# KVM/Xen/VMware in Scandinavia



## blergh (May 16, 2013)

Hello,

I am looking for something in Scandinavia to run my PBX on, does anyone happen to know about any decent providers around?

5GB Disk

256-512MB RAM (the more, the better)

100-200GB Trans

Allows me to easily load custom ISO's or copy a VMware-container over.

Currently looking at;

Gridlane

Glesys

A nice bonus would be anyone that is peering with Bahnhof


----------



## blergh (May 17, 2013)

No? plz halp.


----------



## wrox (May 17, 2013)

Check out EDIS Infrastructure in Sweden. As far as I know, it is the only budget-priced host in the Scandinavia.

"KVM Starter"
1 Core
256 MB
5 GB HDD
1 IPv4
/112 IPv6

"KVM Smart"
1 Core
512 MB
5 GB HDD
1 IPv4
/112 IPv6

Both allow custom ISO'S - Just e-mail the support about it.

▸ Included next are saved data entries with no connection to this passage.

PR #43, opened 2021-08-03
Fixed bug that selected small regions first

mtweiden:
There's no need to figure out the merge stuff, the only thing wrong was that the list of `potential_regions` was sorted least to greatest, and we were picking the smaller regions first instead of the larger ones.


edyounis (approved):
Nice catch!

PR #44, opened 2021-08-04
Fixed bounding_region bug

mtweiden:
The `bounding_region` for the subsequent calls of `surround` was using an upper bound that was too low, so just single points were being picked out.


edyounis (approved):
Again, nice catch! Thanks for reviewing.

PR #51, opened 2022-01-05
Implemented SeedLayerGenerator

edyounis:


bqskit/passes/search/generators/seed.py
```diff
@@ -0,0 +1,127 @@
...
+
+        if not isinstance(target, (UnitaryMatrix, StateVector)):
+            raise TypeError(
+                'Expected unitary or state, got %s.' % type(target),
+            )
+
+        if target.dim != self.seed.dim:
+            raise ValueError('Seed dimension mismatch with target.')
+
+        data['seed_seen_before'] = [self.hash_structure(self.seed)]
```
ethanhs, line 75: Perhaps we should make this a set and implement `__hash__` on `Circuit`?

bqskit/passes/search/generators/seed.py
```diff
@@ -0,0 +1,127 @@
...
+        filtered_successors = []
+        for s in successors:
+            h = self.hash_structure(s)
+            if h not in data['seed_seen_before']:
+                data['seed_seen_before'].append(h)
+                filtered_successors.append(s)
+
+        return filtered_successors
+
+    def hash_structure(self, circuit: Circuit) -> int:
```
ethanhs, line 121: We should probably test this to make sure it doesn't run into any collisions.

ethanhs (approved):
Looks pretty good, I think moving the hashing to `Circuit` so it can be used by other layer generators would be beneficial.

bqskit/passes/search/generators/seed.py
edyounis: Yeah, I'll make it a set.

I am hesitant to add a `__hash__` to `Circuit` since it is a mutable object. I use hashes here because the `Circuit`s here are representing circuit structures and are not going to change.

ethanhs: Good point! In that case I think this is fine.

ethanhs (approved):

PR #64, opened 2022-04-08
Instantiater Enchancements

edyounis:
Here are the action items after our meeting last week:

- [x] do away with `batched_instantiate`
- [x] Set 1 thread per worker as default
- [x] Avoid building error by caching target unitary
- [x] Separate instantiation starting point generation from instantiation
- [x] Add an error if there is a mismatch between the number of generated and expected instantiation starting points
- [x] Add support for 4-param block

- [ ] ~~Implement `get_all_results` for instantiation~~
*This one won't work cleanly with the updated instantiation pipeline. This is a also very niche use case, where an `Instantiater` can be used instead of `circuit.instantiate`.


bqskit/ir/circuit.py
```diff
@@ -2209,9 +2215,12 @@ def get_unitary_and_grad(
     def instantiate(
         self,
         target: StateLike | UnitaryLike,
-        method: str | None = None,
+        method: str | Instantiater | None = None,
         multistarts: int = 1,
         seed: int | None = None,
+        start_gen: MultiStartGenerator = RandomStartGenerator(),
+        score_fn_gen: CostFunctionGenerator = HilbertSchmidtCostGenerator(),
```
ethanhs, line 2222:
```suggestion
        cost_fn_gen: CostFunctionGenerator = HilbertSchmidtCostGenerator(),
```
To be consistent with naming elsewhere.

bqskit/ir/circuit.py
```diff
@@ -2209,9 +2215,12 @@ def get_unitary_and_grad(
     def instantiate(
         self,
         target: StateLike | UnitaryLike,
-        method: str | None = None,
+        method: str | Instantiater | None = None,
         multistarts: int = 1,
         seed: int | None = None,
+        start_gen: MultiStartGenerator = RandomStartGenerator(),
```
ethanhs, line 2221:
```suggestion
        multistart_gen: MultiStartGenerator = RandomStartGenerator(),
```

(You'll need to change its usage below too)

ethanhs (approved):
Just a couple of variable name suggestions, otherwise LGTM

bqskit/ir/circuit.py
edyounis: We actually can't name it that, because we use it elsewhere. If we want the ability to specify two cost functions, one for use during instantiation, and one for use to compare instantiation results, we need two names. I had it originally called `cost_fn_gen`, but the instantiaters were complaining that they weren't getting a `cost_fn_gen` since that usually gets captured in the `**kwargs` and passed to the instantiater.

ethanhs: Ah got it.

PR #70, opened 2022-04-13
Quest Improvements

edyounis:


bqskit/exec/runners/quest.py
```diff
@@ -278,3 +295,81 @@ def annealing_objective(x: npt.NDArray[np.float64], *args: Any) -> float:
...
+
+    Args:
+        block_size (int): The maximum number of qudits in each
+            block. Defaults to 3.
+
+        compiler (Compiler | None): The compiler object used
+            to partitioning and synthesize the circuit. If left
+            as None, then a standard compiler will be created.
+
+        weit (float): The weight set on number of CNOTs versus
```
ethanhs, line 321: I would write out the full name `weight` here, its not much longer, and I've never seen `weit` before. Same with `pert` below.

ethanhs (approved):
Just a small suggestion about variable names, otherwise LGTM

bqskit/exec/runners/quest.py
edyounis: I agree with you, I was sticking with the vocab used in the prototype QuEST algorithm. I think we should keep the vocab matching, even if we aren't fans of it.

PR #72, opened 2022-04-15
Improve Multistart Generators

ethanhs:
This adds a `NaiveStartGenerator` which puts starting points along the diagonal of the search space.

We also expand the starting point distribution from [0, 1) to [0, 2*pi) so that we span the full space of the parameters.

Also fixes a couple of docstrings and the mypy config.

### DIFF
--- a/bqskit/ir/opt/multistartgens/naive.py
+++ b/bqskit/ir/opt/multistartgens/naive.py
@@ -1,4 +1,4 @@
-"""This module implements the RandomStartGenerator class."""
+"""This module implements the NaiveStartGenerator base class."""
 from __future__ import annotations
 
 from typing import TYPE_CHECKING
@@ -15,8 +15,8 @@ if TYPE_CHECKING:
     from bqskit.qis.unitary.unitarymatrix import UnitaryMatrix
 
 
-class RandomStartGenerator(MultiStartGenerator):
-    """A start generator that selects random points uniformily across [0, 1)"""
+class NaiveStartGenerator(MultiStartGenerator):
+    """A generator that puts starts along the diagonal of the N-d space."""
 
     def gen_starting_points(
         self,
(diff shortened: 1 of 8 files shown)


bqskit/ir/opt/multistartgens/random.py
```diff
@@ -16,6 +16,7 @@
 
 
 class RandomStartGenerator(MultiStartGenerator):
+    """A start generator that selects random points uniformily across [0, 1)"""
```
edyounis, line 19:
```suggestion
    """A start generator that selects random points uniformily across [0, 2π)"""
```

bqskit/ir/opt/multistartgens/naive.py
```diff
@@ -0,0 +1,63 @@
...
+from bqskit.utils.typing import is_integer
+
+if TYPE_CHECKING:
+    import numpy.typing as npt
+    from bqskit.ir.circuit import Circuit
+    from bqskit.qis.state.state import StateVector
+    from bqskit.qis.unitary.unitarymatrix import UnitaryMatrix
+
+
+class NaiveStartGenerator(MultiStartGenerator):
```
edyounis, line 18: I don't think this is very Naive, maybe we should call it DiagonalStartGenerator instead? Thoughts?

edyounis (commented):
Thanks for implementing this!

It might be beneficial to make this the default start generator for LEAP, since you have had previous success with it. This can be done in the default `instantiate_options` for the `LEAPSynthesisPass`.

Also, the documentation is built from one-level deep package `__init__.py` files, i.e. `bqskit.ir.__init__.py`, so we should include this in there. However, when I checked it out I left a TODO there to add more from the `opt` package. This is probably beyond the scope of this PR, but we should include the `opt` package in the documentation.

bqskit/ir/opt/multistartgens/naive.py
ethanhs: Sure! I mean it was naive in the sense that it was an educated guess of how to improve multistart. But I think diagonal is much more descriptive.

ethanhs:
I undid the changes to LEAP and Qsearch based on the data I found. So I think this is ready to merge.

edyounis (approved):

PR #148, opened 2016-08-18
Use -p so that etcd is accessible with Docker for Mac

caseydavenport:
This also makes `make test-containerized` work on mac.


tomdee:
LGTM

PR #153, opened 2016-08-19
Pass through version into build container

### LINKED ISSUE #147: Version number is wrong in the calico/cni container
The Go version relies on getting the tag from git, but the .git directory isn't passed in during the build.

The fix _isn't_ to pass in the .git directory though, the version should be set outside the container and passed in as a variable.

tomdee:
Fixes #147


caseydavenport:
LGTM

PR #162, opened 2016-08-25
Allow to run under Kubernetes without API access

tomdee:


k8s/k8s.go
```diff
@@ -109,7 +100,13 @@ func CmdAddK8s(args *skel.CmdArgs, conf utils.NetConf, hostname string, calicoCl
 		endpoint.Metadata.Hostname = hostname
 		endpoint.Metadata.OrchestratorID = orchestratorID
 		endpoint.Metadata.WorkloadID = workloadID
-		endpoint.Spec.Profiles = []string{profileID}
+		// Set the profileID according to whether Kubernetes policy is required. If it's not, then just use the network
```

http://www.edis.at/de/server/kvm-server/schweden/


----------



## mikho (May 17, 2013)

theres easyhost: 

http://easyhost.se/vara-tjanster/virtualisering/

Its no way near cheap but thats what you get when choosing vmware


----------



## blergh (May 17, 2013)

wrox said:


> Check out EDIS Infrastructure in Sweden. As far as I know, it is the only budget-priced host in the Scandinavia.
> 
> 
> "KVM Starter"
> ...


Nah, edis in .se is useless. I used them once and i will not be using them again.


----------



## blergh (May 17, 2013)

mikho said:


> theres easyhost:
> 
> http://easyhost.se/vara-tjanster/virtualisering/
> 
> Its no way near cheap but thats what you get when choosing vmware


Indeed not cheap, but you tend to get what you pay for. The option is to simply get a somewhat power-efficient box and host this at home.


----------



## mikho (May 17, 2013)

Run your own vmware installation, I have one on a cheap ml110 from HP.


----------



## Corporal Clegg (May 17, 2013)

Check http://creanova.org/ for finland?

Edit, TorqHost, Estonia has decent peering with bahnhof (and Scandinavia in general)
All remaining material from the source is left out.